Dataset entries
PR #24341, opened 2023-02-05
Adding Log that telling which pack I am installing now

daryakoval:


tkatzir (approved):
Great! Approved.
Maybe:
Pack(s) instead of Packs?

PR #24599, opened 2023-02-14
Downgrade aella fromversion

YuvHayun:
## Status
- [x] In Progress
- [ ] Ready

## Related Issues
fixes: [21769159](https://code.pan.run/xsoar/content/-/jobs/21769159)

## Description
Fixed an issue where the integration wasn't supported by lower version machines.

- [ ] 6.0.0
- [ ] 6.1.0
- [ ] 6.2.0
- [x] 6.5.0

   - [ ] Yes
       - Further details:
   - [x] No

### DIFF
--- a/Packs/Aella_StarLight/Integrations/AellaStarLight/AellaStarLight.yml
+++ b/Packs/Aella_StarLight/Integrations/AellaStarLight/AellaStarLight.yml
@@ -90,4 +90,4 @@ script:
   dockerimage: demisto/python3:3.10.10.47713
 tests:
 - No test
-fromversion: 6.8.0
+fromversion: 6.5.0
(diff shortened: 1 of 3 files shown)


yaakovpraisler (approved):

JudahSchwartz (approved):
no reason at all this was set to 6.8?

YuvHayun:
> no reason at all this was set to 6.8?

Nope, it was formatted to the default fromversion.

JudahSchwartz:
@YuvHayun why was our default version not good enough? Should we switch the default?

YuvHayun:
> @YuvHayun why was our default version not good enough? Should we switch the default?

see my updated comment for the link ^
It wasn't good because the pack was already supporting lower versions.

PR #24622, opened 2023-02-15
[Pre-Commit] Add a step to convert line separators to `LF`

MichaelYochpaz:
## Status
- [ ] In Progress
- [x] Ready

## Description
Add a pre-commit step to convert line separators to `LF`.

### DIFF
--- a/.pre-commit-config.yaml
+++ b/.pre-commit-config.yaml
@@ -10,6 +10,8 @@ repos:
     -   id: check-toml
     -   id: check-xml
     -   id: check-merge-conflict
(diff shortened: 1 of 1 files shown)


MichaelYochpaz:
@dorschw Git diff shows all of the lines were updated because the file was converted from `CRLF` to `LF`.
I've opened a test PR with changes to a file using `CRLF` and the pre-commit step seems to fail successfully :)

https://github.com/demisto/content/actions/runs/4182345320/jobs/7245321864

PR #24635, opened 2023-02-15
Stix bug

eyalpalo:
## Status
- [ ] In Progress
- [x] Ready

## Related Issues
fixes: [link to the issue](https://jira-hq.paloaltonetworks.local/browse/XSUP-21108)

## Description
added support to extract indicators from stix file when the format is: value valueIN('value1', 'value2', 'value3',..., 'value n').


Packs/Base/Scripts/StixParser/StixParser.py
```diff
@@ -34,6 +34,7 @@
 
 # Pattern Regexes - used to extract indicator type and value
 INDICATOR_OPERATOR_VAL_FORMAT_PATTERN = r"(\w.*?{value}{operator})'(.*?)'"
+INDICATOR_IN_VAL_PATTERN = r"(\w.*?valueIN)\(+('.*?')\)"
```
dantavori, line 37: this regex did not match the example in the test for me, got an idea why? shouldn't it be something like:
```suggestion
INDICATOR_IN_VAL_PATTERN = r"(\w*?value IN )\(+('.*?')\)"
```
not sure what is the exact pattern, please consult with Dror.

Ni-Knight: line 243 - `trimmed_pattern = pattern.replace(" ", "")`

it really confused me when I looked at it 😅

eyalpalo: After consulting with Dror, the value I entered is correct (the spaces are removed before using the regex).
An additional comment was added

dantavori (approved):

PR #24677, opened 2023-02-16
remove non existing command from readme

yucohen:

## Status
- [ ] In Progress
- [x] Ready

## Description
This command was planned to be implemented in some [contrib PR](https://github.com/demisto/content/pull/19445) but then was removed, and we missed to remove it from the readme.

## Screenshots

- [ ] 6.0.0
- [ ] 6.1.0
- [ ] 6.2.0
- [ ] 6.5.0

   - [ ] Yes
       - Further details:
   - [ ] No

## Must have
- [ ] Tests
- [ ] Documentation


chrisbalmer:
If https://github.com/demisto/content/pull/24688 is approved and merged, this documentation could be left in. I added the command back in and the docs match up as the original code I believe used code from the O365 integration which is where I also got the code from and just adjusted to fit. So the args and outputs align.

PR #24698, opened 2023-02-17
[Azure Active Directory Groups] authorization_code support

ennozdd:

## Status
- [ ] In Progress
- [x] Ready

## Related Issues
fixes: link to the issue

## Description
added authorization code flow support for delegated permissions
modified apimodule to handle non default scopes when generating proper login urls

## Screenshots
image

- [ ] 6.0.0
- [ ] 6.1.0
- [ ] 6.2.0
- [ ] 6.5.0

   - [ ] Yes
       - Further details:
   - [ ] No

## Must have
- [ ] Tests
- [ ] Documentation


yucohen (changes requested):
@ennozdd Thanks for your contribution! Great work!
1. Lets not change the API module and try to handle all the changes in the integration code itself.
2. Why is the scopes parameter is needed? The endpoints we reach in the integration are determined, so therefore we can 'hardcode' the scope.

ennozdd:
> @ennozdd Thanks for your contribution! Great work!
> 
>     1. Lets not change the API module and try to handle all the changes in the integration code itself.
> 
>     2. Why is the scopes parameter is needed? The endpoints we reach in the integration are determined, so therefore we can 'hardcode' the scope.

hardcoding in my understanding might give the app more permission than necessary, for example an administrator might want to give permission only to add/remove members from a group or just read access for that matter. If hardcoding is a standard for scope handling that's fine I can revert that change.

yucohen:
@ennozdd We actually using the default scope in the API module for the login url (you can see [this microsoft docs](https://learn.microsoft.com/en-us/azure/active-directory/develop/scopes-oidc#the-default-scope) 
So lets revert this change
If you need help or any consultation please reach out here, or on slack (you can also e-mail me at yucohen@paloaltonetworks.cpm)

yucohen (approved):

PR #24740, opened 2023-02-20
PAN-OS Bugfix

MichaelYochpaz:
## Status
- [ ] In Progress
- [x] Ready

## Related Issues
relates: [link to the issue](https://jira-hq.paloaltonetworks.local/browse/CIAC-5740)

## Description
When running one of the rule listing commands using a `disabled` filter, the function `filter_rules_by_status` could raise an error in cases where the `disabled` tag data returned by the API is structured differently.

For example: `<disabled>yes</disabled>` in the response will work, while `<disabled @name=test>yes</disabled>` will cause an error.

## Screenshots
Screenshot 2023-02-20 at 12 07 01


Packs/PAN-OS/ReleaseNotes/1_16_10.md
```diff
@@ -0,0 +1,7 @@
+
+#### Integrations
+##### Palo Alto Networks PAN-OS
+- Fixed a bug where using the **disabled** filter would not work and return an error in some cases on in the following commands:
```
GuyAfik, line 4:
```suggestion
- Fixed an issue where using the **disabled** filter would not work and return an error in some cases on in the following commands:
```

GuyAfik (approved):
very nice, do you mind adding a unit-test for it?

Packs/PAN-OS/ReleaseNotes/1_16_10.md
MichaelYochpaz:
```suggestion
- Fixed a bug where using the **disabled** filter would not work and return an error in some cases in the following commands:
```

DeanArbel (approved):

### EXERCISE BRIEF
After reading the entries, reproduce every one of them exactly.

### TASK RESULT
PR #24341, opened 2023-02-05
Adding Log that telling which pack I am installing now

daryakoval:


tkatzir (approved):
Great! Approved.
Maybe:
Pack(s) instead of Packs?

PR #24599, opened 2023-02-14
Downgrade aella fromversion

YuvHayun:
## Status
- [x] In Progress
- [ ] Ready

## Related Issues
fixes: [21769159](https://code.pan.run/xsoar/content/-/jobs/21769159)

## Description
Fixed an issue where the integration wasn't supported by lower version machines.

- [ ] 6.0.0
- [ ] 6.1.0
- [ ] 6.2.0
- [x] 6.5.0

   - [ ] Yes
       - Further details:
   - [x] No

### DIFF
--- a/Packs/Aella_StarLight/Integrations/AellaStarLight/AellaStarLight.yml
+++ b/Packs/Aella_StarLight/Integrations/AellaStarLight/AellaStarLight.yml
@@ -90,4 +90,4 @@ script:
   dockerimage: demisto/python3:3.10.10.47713
 tests:
 - No test
-fromversion: 6.8.0
+fromversion: 6.5.0
(diff shortened: 1 of 3 files shown)


yaakovpraisler (approved):

JudahSchwartz (approved):
no reason at all this was set to 6.8?

YuvHayun:
> no reason at all this was set to 6.8?

Nope, it was formatted to the default fromversion.

JudahSchwartz:
@YuvHayun why was our default version not good enough? Should we switch the default?

YuvHayun:
> @YuvHayun why was our default version not good enough? Should we switch the default?

see my updated comment for the link ^
It wasn't good because the pack was already supporting lower versions.

PR #24622, opened 2023-02-15
[Pre-Commit] Add a step to convert line separators to `LF`

MichaelYochpaz:
## Status
- [ ] In Progress
- [x] Ready

## Description
Add a pre-commit step to convert line separators to `LF`.

### DIFF
--- a/.pre-commit-config.yaml
+++ b/.pre-commit-config.yaml
@@ -10,6 +10,8 @@ repos:
     -   id: check-toml
     -   id: check-xml
     -   id: check-merge-conflict
(diff shortened: 1 of 1 files shown)


MichaelYochpaz:
@dorschw Git diff shows all of the lines were updated because the file was converted from `CRLF` to `LF`.
I've opened a test PR with changes to a file using `CRLF` and the pre-commit step seems to fail successfully :)

https://github.com/demisto/content/actions/runs/4182345320/jobs/7245321864

PR #24635, opened 2023-02-15
Stix bug

eyalpalo:
## Status
- [ ] In Progress
- [x] Ready

## Related Issues
fixes: [link to the issue](https://jira-hq.paloaltonetworks.local/browse/XSUP-21108)

## Description
added support to extract indicators from stix file when the format is: value valueIN('value1', 'value2', 'value3',..., 'value n').


Packs/Base/Scripts/StixParser/StixParser.py
```diff
@@ -34,6 +34,7 @@
 
 # Pattern Regexes - used to extract indicator type and value
 INDICATOR_OPERATOR_VAL_FORMAT_PATTERN = r"(\w.*?{value}{operator})'(.*?)'"
+INDICATOR_IN_VAL_PATTERN = r"(\w.*?valueIN)\(+('.*?')\)"
```
dantavori, line 37: this regex did not match the example in the test for me, got an idea why? shouldn't it be something like:
```suggestion
INDICATOR_IN_VAL_PATTERN = r"(\w*?value IN )\(+('.*?')\)"
```
not sure what is the exact pattern, please consult with Dror.

Ni-Knight: line 243 - `trimmed_pattern = pattern.replace(" ", "")`

it really confused me when I looked at it 😅

eyalpalo: After consulting with Dror, the value I entered is correct (the spaces are removed before using the regex).
An additional comment was added

dantavori (approved):

PR #24677, opened 2023-02-16
remove non existing command from readme

yucohen:

## Status
- [ ] In Progress
- [x] Ready

## Description
This command was planned to be implemented in some [contrib PR](https://github.com/demisto/content/pull/19445) but then was removed, and we missed to remove it from the readme.

## Screenshots

- [ ] 6.0.0
- [ ] 6.1.0
- [ ] 6.2.0
- [ ] 6.5.0

   - [ ] Yes
       - Further details:
   - [ ] No

## Must have
- [ ] Tests
- [ ] Documentation


chrisbalmer:
If https://github.com/demisto/content/pull/24688 is approved and merged, this documentation could be left in. I added the command back in and the docs match up as the original code I believe used code from the O365 integration which is where I also got the code from and just adjusted to fit. So the args and outputs align.

PR #24698, opened 2023-02-17
[Azure Active Directory Groups] authorization_code support

ennozdd:

## Status
- [ ] In Progress
- [x] Ready

## Related Issues
fixes: link to the issue

## Description
added authorization code flow support for delegated permissions
modified apimodule to handle non default scopes when generating proper login urls

## Screenshots
image

- [ ] 6.0.0
- [ ] 6.1.0
- [ ] 6.2.0
- [ ] 6.5.0

   - [ ] Yes
       - Further details:
   - [ ] No

## Must have
- [ ] Tests
- [ ] Documentation


yucohen (changes requested):
@ennozdd Thanks for your contribution! Great work!
1. Lets not change the API module and try to handle all the changes in the integration code itself.
2. Why is the scopes parameter is needed? The endpoints we reach in the integration are determined, so therefore we can 'hardcode' the scope.

ennozdd:
> @ennozdd Thanks for your contribution! Great work!
> 
>     1. Lets not change the API module and try to handle all the changes in the integration code itself.
> 
>     2. Why is the scopes parameter is needed? The endpoints we reach in the integration are determined, so therefore we can 'hardcode' the scope.

hardcoding in my understanding might give the app more permission than necessary, for example an administrator might want to give permission only to add/remove members from a group or just read access for that matter. If hardcoding is a standard for scope handling that's fine I can revert that change.

yucohen:
@ennozdd We actually using the default scope in the API module for the login url (you can see [this microsoft docs](https://learn.microsoft.com/en-us/azure/active-directory/develop/scopes-oidc#the-default-scope) 
So lets revert this change
If you need help or any consultation please reach out here, or on slack (you can also e-mail me at yucohen@paloaltonetworks.cpm)

yucohen (approved):

PR #24740, opened 2023-02-20
PAN-OS Bugfix

MichaelYochpaz:
## Status
- [ ] In Progress
- [x] Ready

## Related Issues
relates: [link to the issue](https://jira-hq.paloaltonetworks.local/browse/CIAC-5740)

## Description
When running one of the rule listing commands using a `disabled` filter, the function `filter_rules_by_status` could raise an error in cases where the `disabled` tag data returned by the API is structured differently.

For example: `<disabled>yes</disabled>` in the response will work, while `<disabled @name=test>yes</disabled>` will cause an error.

## Screenshots
Screenshot 2023-02-20 at 12 07 01


Packs/PAN-OS/ReleaseNotes/1_16_10.md
```diff
@@ -0,0 +1,7 @@
+
+#### Integrations
+##### Palo Alto Networks PAN-OS
+- Fixed a bug where using the **disabled** filter would not work and return an error in some cases on in the following commands:
```
GuyAfik, line 4:
```suggestion
- Fixed an issue where using the **disabled** filter would not work and return an error in some cases on in the following commands:
```

GuyAfik (approved):
very nice, do you mind adding a unit-test for it?

Packs/PAN-OS/ReleaseNotes/1_16_10.md
MichaelYochpaz:
```suggestion
- Fixed a bug where using the **disabled** filter would not work and return an error in some cases in the following commands:
```

DeanArbel (approved):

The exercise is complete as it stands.